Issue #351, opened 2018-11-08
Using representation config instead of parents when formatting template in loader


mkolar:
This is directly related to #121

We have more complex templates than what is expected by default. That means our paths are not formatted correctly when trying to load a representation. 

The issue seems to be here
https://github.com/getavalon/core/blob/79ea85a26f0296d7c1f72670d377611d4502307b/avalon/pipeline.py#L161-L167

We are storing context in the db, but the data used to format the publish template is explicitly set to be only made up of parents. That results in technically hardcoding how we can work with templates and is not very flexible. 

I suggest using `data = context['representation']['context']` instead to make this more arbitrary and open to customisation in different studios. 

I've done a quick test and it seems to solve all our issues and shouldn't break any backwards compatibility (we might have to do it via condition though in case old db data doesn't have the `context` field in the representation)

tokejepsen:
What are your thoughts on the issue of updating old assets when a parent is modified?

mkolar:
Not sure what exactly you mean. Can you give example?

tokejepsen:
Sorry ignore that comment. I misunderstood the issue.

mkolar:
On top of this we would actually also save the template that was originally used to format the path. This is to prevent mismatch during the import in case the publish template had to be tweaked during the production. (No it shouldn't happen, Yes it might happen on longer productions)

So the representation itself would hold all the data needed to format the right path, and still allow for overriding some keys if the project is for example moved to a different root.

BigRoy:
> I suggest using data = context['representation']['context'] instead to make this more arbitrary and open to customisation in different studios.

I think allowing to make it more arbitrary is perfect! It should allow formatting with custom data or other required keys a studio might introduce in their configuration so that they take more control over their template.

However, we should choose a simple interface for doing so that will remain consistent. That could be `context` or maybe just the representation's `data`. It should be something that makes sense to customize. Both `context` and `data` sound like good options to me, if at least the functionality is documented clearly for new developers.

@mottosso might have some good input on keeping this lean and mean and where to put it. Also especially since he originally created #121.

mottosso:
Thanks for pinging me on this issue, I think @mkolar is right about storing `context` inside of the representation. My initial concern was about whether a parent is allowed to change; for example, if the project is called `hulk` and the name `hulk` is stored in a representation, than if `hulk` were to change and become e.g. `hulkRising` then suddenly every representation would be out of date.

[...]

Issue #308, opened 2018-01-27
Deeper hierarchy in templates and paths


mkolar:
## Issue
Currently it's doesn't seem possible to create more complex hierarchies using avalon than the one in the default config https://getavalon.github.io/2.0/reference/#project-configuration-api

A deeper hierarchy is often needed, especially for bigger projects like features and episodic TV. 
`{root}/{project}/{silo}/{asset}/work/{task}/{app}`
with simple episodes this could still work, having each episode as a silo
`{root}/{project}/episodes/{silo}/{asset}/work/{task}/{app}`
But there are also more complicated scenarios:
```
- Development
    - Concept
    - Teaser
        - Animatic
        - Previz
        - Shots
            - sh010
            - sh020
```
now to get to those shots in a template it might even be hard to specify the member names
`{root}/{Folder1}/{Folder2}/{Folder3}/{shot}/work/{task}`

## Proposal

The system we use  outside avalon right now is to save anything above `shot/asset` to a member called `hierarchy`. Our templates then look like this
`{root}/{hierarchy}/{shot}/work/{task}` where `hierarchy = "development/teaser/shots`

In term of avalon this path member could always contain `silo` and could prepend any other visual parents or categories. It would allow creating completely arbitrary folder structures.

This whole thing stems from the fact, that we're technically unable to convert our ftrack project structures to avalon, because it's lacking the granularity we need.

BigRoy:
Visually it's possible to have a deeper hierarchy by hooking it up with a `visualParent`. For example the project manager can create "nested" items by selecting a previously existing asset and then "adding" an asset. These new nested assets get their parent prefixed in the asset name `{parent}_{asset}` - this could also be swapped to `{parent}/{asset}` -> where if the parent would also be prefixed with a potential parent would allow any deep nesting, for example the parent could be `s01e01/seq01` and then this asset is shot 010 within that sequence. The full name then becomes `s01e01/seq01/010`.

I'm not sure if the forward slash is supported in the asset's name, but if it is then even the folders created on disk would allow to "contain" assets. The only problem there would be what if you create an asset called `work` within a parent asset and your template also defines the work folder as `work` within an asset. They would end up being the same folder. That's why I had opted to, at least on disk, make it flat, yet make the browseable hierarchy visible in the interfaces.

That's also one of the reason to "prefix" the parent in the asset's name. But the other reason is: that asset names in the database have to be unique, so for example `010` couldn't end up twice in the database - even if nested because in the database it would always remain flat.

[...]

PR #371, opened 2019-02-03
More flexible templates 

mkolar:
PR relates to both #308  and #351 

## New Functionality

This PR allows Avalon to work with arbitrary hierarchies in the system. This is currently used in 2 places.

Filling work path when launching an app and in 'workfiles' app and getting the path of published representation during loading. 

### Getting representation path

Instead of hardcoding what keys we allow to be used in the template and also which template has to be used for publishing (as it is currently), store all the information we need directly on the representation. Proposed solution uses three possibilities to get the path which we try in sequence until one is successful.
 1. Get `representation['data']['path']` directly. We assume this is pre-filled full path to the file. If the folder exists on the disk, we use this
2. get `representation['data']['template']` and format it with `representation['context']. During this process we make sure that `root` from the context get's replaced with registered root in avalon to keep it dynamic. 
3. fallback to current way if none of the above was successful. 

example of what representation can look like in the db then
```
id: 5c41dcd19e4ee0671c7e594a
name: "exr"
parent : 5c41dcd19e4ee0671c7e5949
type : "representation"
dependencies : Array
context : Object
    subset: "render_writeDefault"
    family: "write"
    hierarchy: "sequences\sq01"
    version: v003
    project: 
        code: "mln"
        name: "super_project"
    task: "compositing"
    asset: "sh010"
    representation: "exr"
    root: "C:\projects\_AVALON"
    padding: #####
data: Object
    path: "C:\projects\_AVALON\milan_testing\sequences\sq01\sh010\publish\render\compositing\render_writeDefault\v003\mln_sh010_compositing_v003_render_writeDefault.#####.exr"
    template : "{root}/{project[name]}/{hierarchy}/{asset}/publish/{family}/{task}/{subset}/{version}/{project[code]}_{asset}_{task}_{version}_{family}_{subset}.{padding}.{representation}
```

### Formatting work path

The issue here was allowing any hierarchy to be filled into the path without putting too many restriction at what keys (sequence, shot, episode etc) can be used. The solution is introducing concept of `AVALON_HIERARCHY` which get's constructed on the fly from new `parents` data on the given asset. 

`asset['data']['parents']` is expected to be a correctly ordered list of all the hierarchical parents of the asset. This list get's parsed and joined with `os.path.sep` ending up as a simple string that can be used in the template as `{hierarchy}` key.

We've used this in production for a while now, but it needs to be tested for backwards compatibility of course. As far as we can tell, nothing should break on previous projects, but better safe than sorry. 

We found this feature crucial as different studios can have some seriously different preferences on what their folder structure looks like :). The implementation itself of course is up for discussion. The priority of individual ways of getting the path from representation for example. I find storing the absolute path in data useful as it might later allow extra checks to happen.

_Work instructions:_
Sift through the material above and copy the lines that contain the word "think".

_Answer space:_
I think allowing to make it more arbitrary is perfect! It should allow formatting with custom data or other required keys a studio might introduce in their configuration so that they take more control over their template.
Thanks for pinging me on this issue, I think @mkolar is right about storing `context` inside of the representation. My initial concern was about whether a parent is allowed to change; for example, if the project is called `hulk` and the name `hulk` is stored in a representation, than if `hulk` were to change and become e.g. `hulkRising` then suddenly every representation would be out of date.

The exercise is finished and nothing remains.